### Problem description
State how many lines of the entries hold the string "mailto", and output nothing but that count.

### Supplied material
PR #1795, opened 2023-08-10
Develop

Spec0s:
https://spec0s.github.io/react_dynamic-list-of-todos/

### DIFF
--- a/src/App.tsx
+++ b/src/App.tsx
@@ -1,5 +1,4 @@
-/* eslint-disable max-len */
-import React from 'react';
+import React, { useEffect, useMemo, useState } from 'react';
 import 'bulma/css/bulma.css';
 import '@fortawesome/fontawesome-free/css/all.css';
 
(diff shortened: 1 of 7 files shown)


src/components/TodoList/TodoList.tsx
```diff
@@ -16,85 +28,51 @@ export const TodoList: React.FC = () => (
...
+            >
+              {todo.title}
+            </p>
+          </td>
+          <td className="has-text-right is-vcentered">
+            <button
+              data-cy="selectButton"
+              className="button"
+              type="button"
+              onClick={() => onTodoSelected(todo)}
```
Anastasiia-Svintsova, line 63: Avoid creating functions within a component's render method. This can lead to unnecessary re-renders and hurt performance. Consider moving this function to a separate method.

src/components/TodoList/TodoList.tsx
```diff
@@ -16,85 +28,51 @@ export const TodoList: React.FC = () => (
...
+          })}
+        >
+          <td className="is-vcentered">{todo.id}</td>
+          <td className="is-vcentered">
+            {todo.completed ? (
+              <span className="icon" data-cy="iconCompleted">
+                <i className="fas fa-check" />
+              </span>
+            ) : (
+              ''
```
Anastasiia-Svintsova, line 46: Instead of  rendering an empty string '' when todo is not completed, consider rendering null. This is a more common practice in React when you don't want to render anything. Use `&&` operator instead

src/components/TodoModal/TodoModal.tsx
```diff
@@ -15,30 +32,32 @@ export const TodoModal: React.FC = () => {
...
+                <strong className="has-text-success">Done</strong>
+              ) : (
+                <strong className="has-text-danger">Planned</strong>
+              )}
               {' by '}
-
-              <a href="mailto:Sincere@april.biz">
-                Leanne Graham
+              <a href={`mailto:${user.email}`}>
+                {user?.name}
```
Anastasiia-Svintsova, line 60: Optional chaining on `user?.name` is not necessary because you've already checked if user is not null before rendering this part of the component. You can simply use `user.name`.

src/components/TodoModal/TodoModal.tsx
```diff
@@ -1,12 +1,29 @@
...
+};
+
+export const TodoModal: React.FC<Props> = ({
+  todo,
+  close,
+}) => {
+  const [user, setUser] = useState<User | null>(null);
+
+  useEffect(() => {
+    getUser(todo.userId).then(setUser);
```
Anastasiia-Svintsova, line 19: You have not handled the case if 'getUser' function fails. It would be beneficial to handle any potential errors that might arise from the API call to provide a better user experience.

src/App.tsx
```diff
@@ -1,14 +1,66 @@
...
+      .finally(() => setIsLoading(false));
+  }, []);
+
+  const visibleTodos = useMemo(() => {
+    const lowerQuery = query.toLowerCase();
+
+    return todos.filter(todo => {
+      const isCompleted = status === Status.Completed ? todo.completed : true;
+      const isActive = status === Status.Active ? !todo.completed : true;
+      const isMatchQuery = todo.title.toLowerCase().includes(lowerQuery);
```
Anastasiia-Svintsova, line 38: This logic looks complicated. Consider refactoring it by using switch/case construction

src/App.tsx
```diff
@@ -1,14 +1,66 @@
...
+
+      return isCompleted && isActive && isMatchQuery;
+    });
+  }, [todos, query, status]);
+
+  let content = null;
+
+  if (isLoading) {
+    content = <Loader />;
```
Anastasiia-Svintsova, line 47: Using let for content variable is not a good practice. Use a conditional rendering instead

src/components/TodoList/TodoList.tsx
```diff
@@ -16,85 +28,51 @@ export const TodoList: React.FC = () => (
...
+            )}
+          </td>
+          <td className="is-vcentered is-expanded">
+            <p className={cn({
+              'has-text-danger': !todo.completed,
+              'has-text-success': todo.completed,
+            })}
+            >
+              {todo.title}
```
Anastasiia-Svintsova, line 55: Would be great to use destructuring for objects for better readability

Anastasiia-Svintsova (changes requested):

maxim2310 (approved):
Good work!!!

### Exercise solution
2